Belamaf plus pomalidomide/dexamethasone improves PFS in relapsed/refractory multiple myeloma

08 Aug 2024 bởiStephen Padilla
Belamaf plus pomalidomide/dexamethasone improves PFS in relapsed/refractory multiple myeloma

In patients with relapsed/refractory multiple myeloma (RRMM) who received at least one prior line of therapy (LOT), treatment with belantamab mafodotin (belamaf) plus pomalidomide and dexamethasone (BPD) results in statistically significant and clinically meaningful progressive-free survival (PFS) compared with pomalidomide plus bortezomib and dexamethasone (PVD), as shown in the DREAMM-8 study.

“BPD also led to deeper and more durable responses, showed a favourable overall survival (OS) trend, and had a manageable safety profile,” said Dr Meletios A Dimopoulos, School of Medicine, National and Kapodistrian University of Athens, Department of Clinical Therapeutics, Athens, Greece.

DREAMM-8 is a phase III, open-label, randomized, multicentre trial that assessed the safety and efficacy of BPD versus PVD in RRMM patients previously treated with lenalidomide.

Dimopoulos and his team randomized eligible participants 1:1 to receive BPD (28-day cycles: belamaf 2.5 mg/kg IV [day 1, cycle 1], 1.9 mg/kg [day 1, cycle 2+] plus pomalidomide 4 mg [days 1‒21, all cycles] and dexamethasone 40 mg [day 1, QW, all cycles]) or PVD (21-day cycles: pomalidomide 4 mg [days 1‒14, all cycles] plus bortezomib 1.3 mg/m2 SC [days 1, 4, 8, and 11, cycles 1‒8; days 1 and 8, cycles 9+] and dexamethasone 20 mg [day of and 1 day after bortezomib dose]).

At data cutoff on 29 January 2024, 155 patients received BPD (median LOT, 1) and 147 received PVD (median LOT, 1). Of these, 25 percent and 29 percent had been previously treated with anti-CD38 antibody, respectively. [EHA 2024, abstract LB3440]

Survival benefits

Median PFS was not reached (NR) with BPD (95 percent confidence interval [CI], 20.6‒NR) relative to 12.7 months (95 percent CI, 9.1‒18.5) with PVD (hazard ratio [HR], 0.52, 95 percent CI, 0.37‒0.73; p<0.001) over a median follow-up of 21.78 months. At 12 months, PFS rates were greater with BPD than with PVD (71 percent vs 51 percent).

Objective response rates did not substantially differ between BPD (77 percent, 95 percent CI, 70.0‒83.7) and PVD (72 percent, 95 percent CI, 64.1‒79.2), while the rate of complete response or better was significantly greater with BPD (40 percent, 95 percent CI, 32.2‒48.2) than with PVD (16 percent, 95 percent CI, 10.7‒23.3). In addition, the median duration of response was NR (95 percent CI, 24.9‒NR) with BPD and 17.5 months (95 percent CI, 12.1‒26.4) with PVD.

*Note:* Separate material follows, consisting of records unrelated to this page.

PR #282, opened 2020-06-08
Master gpu trace

dejangrubisic:
Created


src/tool/hpcrun/control-knob.c
```diff
@@ -30,20 +34,23 @@ void
...
 #define INIT_KNOBS(knob_name) \
   control_knobs[knob_name].name = control_knob_names[knob_name]; \
-  control_knobs[knob_name].value = NULL;
+  control_knobs[knob_name].value = default_knob[knob_name];
 
   FORALL_KNOBS(INIT_KNOBS) 
 
 #undef INIT_KNOBS
 
+	if (s) {
```
jmellorcrummey, line 46: A separate issue: at least one of these control knobs (related to semaphores)  is nvidia specific and shouldn't be available if we are not using an NVIDIA GPU.

src/tool/hpcrun/main.c
```diff
@@ -685,10 +686,11 @@ hpcrun_fini_internal()
       return;
     }
 
-    // Call all registered auxiliary functions before termination.
-    // This typically means flushing files that were not done by their creators.
-    device_finalizer_apply(device_finalizer_type_flush);
-    device_finalizer_apply(device_finalizer_type_shutdown);
+    //comment this dejan
```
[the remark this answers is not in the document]
Jokeren: These are commented probably when I was debugging the data race bug. Should be denoted as `uncomment this dejan`.

src/tool/hpcrun/main.c
```diff
@@ -1159,13 +1186,13 @@ monitor_init_thread(int tid, void* data)
   void *thread_begin_address = monitor_get_addr_thread_start();
 
   if (module_ignore_map_inrange_lookup(thread_begin_address)) {
-    hpcrun_thread_suppress_sample = true;
+		hpcrun_thread_suppress_sample = true;
```
Jokeren, line 1189: Indentation

src/tool/hpcrun/sample-sources/nvidia.c
```diff
@@ -397,14 +392,7 @@ METHOD_FN(process_event_list, int lush_metrics)
...
     control_knob_value_get_int(HPCRUN_CUDA_DEVICE_SEMAPHORE_SIZE);
 
-  if (device_buffer_size == 0) {
-    device_buffer_size = DEFAULT_DEVICE_BUFFER_SIZE;
-  }
-
-  if (device_semaphore_size == 0) {
-    device_semaphore_size = DEFAULT_DEVICE_SEMAPHORE_SIZE;
-  }
-
```
Jokeren, line 407: These variables are nvidia specific. I would suggest to initialize the variables here.

src/tool/hpcrun/threadmgr.c
```diff
@@ -163,7 +163,9 @@ allocate_and_init_thread_data(int id, cct_ctxt_t* thr_ctxt)
   // ----------------------------------------
   // opening trace file
   // ----------------------------------------
-  hpcrun_trace_open(&(data->core_profile_trace_data));
+  if( has_trace ){
+		hpcrun_trace_open(&(data->core_profile_trace_data));
```
Jokeren, line 167: Indentation

src/tool/hpcrun/threadmgr.c
```diff
@@ -163,7 +163,9 @@ allocate_and_init_thread_data(int id, cct_ctxt_t* thr_ctxt)
   // ----------------------------------------
   // opening trace file
   // ----------------------------------------
-  hpcrun_trace_open(&(data->core_profile_trace_data));
+  if( has_trace ){
```
Jokeren, line 166: if (has_trace) {

src/tool/hpcrun/gpu/gpu-trace.c
```diff
@@ -395,16 +400,13 @@ gpu_trace_record
...
+	while (!atomic_load(&stop_trace_flag)) {
+    //getting data from a trace channel
+    gpu_trace_activities_process(thread_args->channel_id);
     gpu_trace_activities_await(thread_args);
   }
-
-  gpu_trace_activities_process(td, thread_args);
-
-  gpu_trace_stream_release(td);
+	gpu_trace_activities_process(thread_args->channel_id);
```
Jokeren, line 408: Indentation

src/tool/hpcrun/gpu/gpu-trace.c
```diff
@@ -250,7 +255,7 @@ gpu_trace_start_adjust
 }
 
 
-static void
+void
```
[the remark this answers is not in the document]
Jokeren: This function is invoked in `gpu-trace-channel.c`.

src/tool/hpcrun/control-knob.h
```diff
@@ -4,6 +4,7 @@
 #define FORALL_KNOBS(macro)  \
   macro(HPCRUN_CUDA_DEVICE_BUFFER_SIZE)     \
   macro(HPCRUN_CUDA_DEVICE_SEMAPHORE_SIZE)  \
+	macro(STREAMS_PER_THREAD)	\
```
Jokeren, line 7: Indentation

src/tool/hpcrun/gpu/gpu-trace-channel.h
```diff
@@ -53,14 +56,19 @@
...
 
-
-
 //******************************************************************************
 // type declarations
 //******************************************************************************
 
 typedef struct gpu_trace_channel_t gpu_trace_channel_t;
 
+typedef struct gpu_trace_channel_t {
```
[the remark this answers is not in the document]
dejangrubisic: the problem is that that I am using **gpu_trace_channel_t** data structure in :
gpu-trace.c
gpu-trace-channel-set.c

and if I don't expose the abstraction in header file, it will not be included in these two files and I am getting :
error: dereferencing pointer to incomplete type ‘gpu_trace_channel_t {aka struct gpu_trace_channel_t}’

Is there a better way for this?

src/tool/hpcrun/gpu/gpu-trace-channel.c
```diff
@@ -167,24 +159,26 @@ gpu_trace_channel_produce
  gpu_trace_item_t *ti
 )
 {
-  gpu_trace_item_t *cti = gpu_trace_item_alloc(channel);
+  gpu_trace_item_t * cti = gpu_trace_item_alloc(channel);
```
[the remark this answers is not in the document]
dejangrubisic: done

src/tool/hpcrun/gpu/gpu-trace-channel.c
```diff
@@ -47,7 +47,7 @@
 
 #include <string.h>
 #include <pthread.h>
-
+#include "gpu-print.h"
```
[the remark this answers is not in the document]
dejangrubisic: got it

src/tool/hpcrun/control-knob.c
```diff
@@ -30,20 +34,23 @@ void
 control_knob_init()
 {
   char *s = getenv("HPCRUN_CONTROL_KNOBS");
-  if (s) {
+
 #define INIT_KNOBS(knob_name) \
   control_knobs[knob_name].name = control_knob_names[knob_name]; \
-  control_knobs[knob_name].value = NULL;
+  control_knobs[knob_name].value = default_knob[knob_name];
```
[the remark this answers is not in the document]
dejangrubisic: Thanks for the advice. Done :)

src/tool/hpcrun/gpu/gpu-trace-channel-set.h
```diff
@@ -0,0 +1,87 @@
...
+// or otherwise) arising in any way out of the use of this software, even
+// if advised of the possibility of such damage.
+//
+// ******************************************************* EndRiceCopyright *
+
+#ifndef gpu_trace_channel_set_h
+#define gpu_trace_channel_set_h
+
+
+#define MAX_THREADS_CONSUMERS 256
```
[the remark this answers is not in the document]
dejangrubisic: Sure. But if that is in knobs, it becomes a dynamic array, so I had to add 

void **gpu_trace_channel_stack_alloc**(int size){
	gpu_trace_channel_stack = hpcrun_malloc_safe( size * sizeof(typed_stack_elem_ptr(gpu_trace_channel_ptr_t)));
}
, And to call it from **schedule_multi_threads()**
gpu_trace_channel_stack_alloc(	control_knob_value_get_int(MAX_THREADS_CONSUMERS) );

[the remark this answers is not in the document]
dejangrubisic: if I am using **hpcrun_malloc_safe**, how do I free that memory?

src/tool/hpcrun/gpu/gpu-trace-channel-set.h
```diff
@@ -0,0 +1,87 @@
...
+
+//******************************************************************************
+// interface operations
+//******************************************************************************
+
+void
+gpu_trace_channel_set_insert
+(
+ gpu_trace_channel_t *channel,
+ int thread_num
```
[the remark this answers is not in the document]
dejangrubisic: Done, now for indexing channel_sets we use set_index

src/tool/hpcrun/gpu/gpu-trace-channel-set.h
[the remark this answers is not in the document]
jmellorcrummey: I don't understand. There is a difference between a channel stack and a channel set. You only want to dynamically allocate a vector (once) that can hold a pointer to an array of pointers to MAX_THREADS_CONSUMERS channel stacks.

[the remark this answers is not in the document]
jmellorcrummey: If you use hpcrun_malloc_safe for this ONCE, you don't need to free the memory.

src/tool/hpcrun/main.c
```diff
@@ -671,8 +671,9 @@ hpcrun_fini_internal()
 
     TMSG(FINI, "process attempting sample shutdown");
 
-    SAMPLE_SOURCES(stop);
-    SAMPLE_SOURCES(shutdown);
+    //comment this dejan
```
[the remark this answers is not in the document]
dejangrubisic: We were discussing these when we were trying to solve that bug with memory corruption. I forgot to delete //.

src/tool/hpcrun/control-knob.c
dejangrubisic: Yes we have
  macro(**HPCRUN_CUDA_DEVICE_BUFFER_SIZE**, 8388608)     \
  macro(**HPCRUN_CUDA_DEVICE_SEMAPHORE_SIZE**, 65536)

if we don't use Nvidia, these macros won't be used, right, so why we need to hide them?

src/tool/hpcrun/sample-sources/nvidia.c
dejangrubisic: Ok, I turned them back. Should I delete them from knobs?

src/tool/hpcrun/gpu/gpu-trace-channel.h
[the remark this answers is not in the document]
Jokeren: You can declare `gpu_trace_channel_t` in `gpu-trace-channel.c` or `gpu-trace-channel-set.c`, using `typedef` to expose it, and implement interfaces to extract its members.

src/tool/hpcrun/control-knob.c
jmellorcrummey: They shouldn't appear as possible knobs unless we are using an nvidia device.

jmellorcrummey:
the control knobs still need work. I think that each sample source should register its control knobs with a control knob interface. That way, the control knobs available will be a function of the sample sources compiled in and available.

src/tool/hpcrun/control-knob.h
dejangrubisic: > the control knobs still need work. I think that each sample source should register its control knobs with a control knob interface. That way, the control knobs available will be a function of the sample sources compiled in and available.

Ok, should it be done similarly like registering device-finalizers? What parameters, connected to Sample Sources, should be there? Should it be something like sampling frequency?

jmellorcrummey: things like sampling frequency should not be in control knobs. the nvidia settings used by hpctoolkit (e.g. device buffer size, semaphore count) are examples of control knobs. for the gpu tracing, we could have a control knob (for instance) for number of helper threads.

dejangrubisic: Ok, I will try to implement that before our next meeting.

jmellorcrummey: it should be done similar to the device finalizers. each sample source can call register to register each knob. for nvidia sample source to register two knobs, it can just call register twice to register each of two knobs. the registry will hold a linked list of (name, value) pairs. the value can be represented by a void * in the registry. 

struct control_knob {
  char *name;
  void *(*value_parser)(char *value_string);
   char *(*value_printer)(void *value);
  void *value;
}

that way, a control knob can be anything: a string, an int, a double, or whatever. the void* can point to whatever storage is needed to hold the type.

dejangrubisic: Thanks, will do it!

Follow-up for OS rates among patients with RRMM is still ongoing, but a positive trend was noted in favour of BPD (HR, 0.77, 95 percent CI, 0.53‒1.14).

In terms of safety, adverse events (AEs) occurred both in the BPD (n=150; any grade, >99 percent; grade 3/4, 91 percent) and the PVD arms (n=145; any grade, 96 percent; grade 3/4, 73 percent). About nine in 10 patients (89 percent) treated with BPD experienced ocular AEs (grade 3/4, 43 percent) as opposed to just three in 10 (30 percent) patients who received PVD (grade 3/4, 2 percent).

Serious AEs occurred in 63 percent and 45 percent of patients, respectively, while fatal SAEs arose in 11 percent of patients in both treatment groups. Overall, 15 percent of patients in the BPD arm and 12 percent in the PVD arm stopped treatment due to AEs.

However, “AEs were generally manageable and broadly consistent with the known safety profile of the individual agents,” according to Dimopoulos.

“Use of triplet/quadruplet therapies in the first-line treatment setting for MM raises the need for novel combinations at first relapse, which belamaf combinations may address,” he said.